Benchmark: Function Calling Performance Comparison
| Model | Single Call Accuracy | Parallel Call Accuracy | Argument Parsing Accuracy |
|---|---|---|---|
| GPT-4o | 97.2% | 94.5% | 98.1% |
| Claude 3.5 Sonnet | 96.8% | 93.2% | 97.5% |
| Llama 3.1 70B | 91.5% | 85.3% | 93.2% |
| Llama 3.1 8B | 84.2% | 72.1% | 88.7% |
Review Quiz (6 Questions)
Q1. What is the role of the LLM in Function Calling?
The LLM decides which function to call with which arguments. The actual execution is handled by the application.
Q2. What is the biggest difference between OpenAI and Anthropic Function Calling APIs?
OpenAI uses tool_calls/tool messages, while Anthropic uses tool_use/tool_result types within content blocks.
Q3. When are Parallel Tool Calls useful?
When requesting multiple independent tasks simultaneously (e.g., weather lookup + product search), reducing latency.
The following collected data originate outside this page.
Issue #1716, opened 2021-08-11
`sifnoded add-genesis-clp-admin` command has incorrect description


wojciech-sif:
**Current behavior**
`sifnode add-genesis-clp-admin --help` gives incorrect output:
```
Add a genesis account to genesis.json. The provided account must specify
the account address or key name and a list of initial coins. If a key name is given,
the address will be looked up in the local Keybase. The list of initial tokens must
contain valid denominations. Accounts may optionally be supplied with vesting parameters.
```

**Expected behavior**
Printing correct description of `add-genesis-clp-admin` command

**Steps to reproduce**
- Run `sifnode add-genesis-clp-admin --help`
- Look at printed description

iverc:
addressed in #1967

PR #1967, opened 2021-10-01
Fix add-genesis-clp-admin command description

iverc:
- addresses #1716


timlind (commented):
Would like to keep PR's to a single purpose so don't think it's a good idea to up the version, also we can keep the extra upgrade handler code for future use when / if needed.

PR #2009, opened 2021-10-08
Future/peggy2 deploy ibc tokens

zikarium:
- Added forking support without tSyringe.
- Removed tSyringe from the IbcToken deployment and register scripts.
- Refactored scripts to add a more visual logging style.
- Refactored the runbooks considering that each script will be run by a different person.


daniportugalgit:
Note: we're using this branch to deploy IBC-tokens.
It's a 'frozen' branch and the idea is that we won't have to worry about code updates. Whenever we need to deploy new ibc tokens, we just use the script on this branch and it always works from the get-go.
This PR will NOT be merged in in the forseeable future.

PR #2036, opened 2021-10-14
Set registry tx 

### LINKED ISSUE #1972: [Token Registry SetRegistry Tx
The token registery should have a SetRegistry transaction that overrides the entire registry in one transaction.

This would solve the problem of adding a new IBC token which get's added as a different denom, and then needing to remove the previous IBC hash denom.

It would also simplify the process of managing the registry.

brianosaurus:
https://app.zenhub.com/workspaces/current-sprint---engineering-615a2e9fe2abd5001befc7f9/issues/sifchain/sifnode/1972

Implements a SetRegistry command

Closes #1972


x/tokenregistry/types/msgs.go
```diff
@@ -55,6 +56,56 @@ func (m *MsgRegister) GetSigners() []sdk.AccAddress {
...
 }
 
+// MsgSetRegistry
+
+func (m *MsgSetRegistry) Route() string {
+	return RouterKey
+}
+
+func (m *MsgSetRegistry) Type() string {
+	return "register"
```
timlind, line 66: copy pasta?

x/tokenregistry/client/cli/tx.go
```diff
@@ -98,6 +99,39 @@ func GetCmdRegister() *cobra.Command {
...
+			if err := msg.ValidateBasic(); err != nil {
+				return err
+			}
+			return tx.GenerateOrBroadcastTxCLI(clientCtx, cmd.Flags(), &msg)
+		},
+	}
+	flags.AddTxFlagsToCmd(cmd)
+	return cmd
+}
+
```
timlind, line 134: 👍🏻

x/tokenregistry/keeper/keeper.go
```diff
@@ -95,24 +95,24 @@ func (k keeper) RemoveToken(ctx sdk.Context, denom string) {
...
 	store := ctx.KVStore(k.storeKey)
-	bz := k.cdc.MustMarshalBinaryBare(&wl)
-	store.Set(types.WhitelistStorePrefix, bz)
+	bz := k.cdc.MustMarshalBinaryBare(wl)
+	store.Set(types.RegistryPrefix, bz)
 }
 
-func (k keeper) GetRegistry(ctx sdk.Context) types.Registry {
-	var whitelist types.Registry
+func (k keeper) GetRegistry(ctx sdk.Context) *types.Registry {
```
timlind, line 109: Return a struct here so that there's an empty value instead of nil. If a nil value can be returned we should return an error to check as well. Returning an error is not usually necessary in most keeper functions.

brianosaurus: Thanks. Done!

timlind (approved):

PR #2069, opened 2021-10-20
Fix generate token registry entry command

iverc:


x/tokenregistry/client/cli/query.go
```diff
@@ -79,7 +79,7 @@ func GetCmdGenerateEntry() *cobra.Command {
 				return err
 			}
 			flags := cmd.Flags()
-			decimals, err := flags.GetInt64(flagDecimals)
+			decimals, err := flags.GetInt(flagDecimals)
```
timlind, line 82: Seems like it should just be left as GetInt64 instead of casting below?

PR #2070, opened 2021-10-20
Add new registry entries

iverc:


x/tokenregistry/client/cli/query.go
```diff
@@ -177,7 +177,7 @@ func GetCmdGenerateEntry() *cobra.Command {
 				denom = baseDenom
 			}
 			entry := types.RegistryEntry{
-				Decimals:                 decimals,
+				Decimals:                 int64(decimals),
```
timlind, line 180: This change is in another PR can it be left as is so it's only decided on in one pr?

timlind (approved):

PR #2117, opened 2021-11-01
Min tx fee limit

iverc:


app/ante/ante.go
```diff
@@ -31,46 +30,31 @@ func NewAnteHandler(ak authkeeper.AccountKeeper, bk bankkeeper.Keeper, gasConsum
...
-	loweredGasPrice := sdk.DecCoin{
+	minGasPrice := sdk.DecCoin{
 		Denom:  "rowan",
-		Amount: sdk.MustNewDecFromStr("0.00000005"),
+		Amount: sdk.MustNewDecFromStr("100000000000000000"),
 	}
-
-	if !loweredGasPrice.IsValid() {
-		return ctx, sdkerrors.Wrap(sdkerrors.ErrLogic, "unable to lower gas price")
+	if len(msgs) == 1 && (msgs[0].Type() == disptypes.MsgTypeCreateDistribution || msgs[0].Type() == disptypes.MsgTypeRunDistribution) {
```
brianosaurus, line 49: Any reason not to loop msgs looking for one that has a min gas price? Maybe the last one has a min and [0..n-1] are zero?

iverc: @brianosaurus we were checking if len(msgs) != 1 to return error cause create/run distribution should have exactly 1 msg

brianosaurus (approved):
:+1:

brianosaurus (approved):
:+1:

intl-man (dismissed):

intl-man (approved):

PR #2120, opened 2021-11-02
Hotfix | Improve min fee logic

iverc:


app/ante/ante.go
```diff
@@ -53,13 +54,30 @@ func (r AdjustGasPriceDecorator) AnteHandle(ctx sdk.Context, tx sdk.Tx, simulate
...
+			feeTx, ok := tx.(sdk.FeeTx)
+			if !ok {
+				return ctx, sdkerrors.Wrap(sdkerrors.ErrTxDecode, "Tx must be a FeeTx")
+			}
+			fees := feeTx.GetFee()
+			if len(fees) == 1 && fees[0].Amount.LT(sdk.NewInt(100000000000000000)) { // 0.1
+				return ctx, sdkerrors.Wrap(sdkerrors.ErrLogic, "fee is too low")
+			}
+			return next(ctx, tx, simulate)
+		} else if msgs[i].Type() == "transfer" {
```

Q4. What are the three values for the tool_choice parameter and their meanings?
auto (LLM decides), none (disable function calling), specific function (forced invocation)
Q5. What configuration is needed for Function Calling with open-source models?
Enable --enable-auto-tool-choice and --tool-call-parser options in vLLM, or use the tools parameter in Ollama.
Q6. What is the token optimization strategy when tool results are too long?
Truncate the results, or in the case of lists, return only the top N items and include the total count as metadata.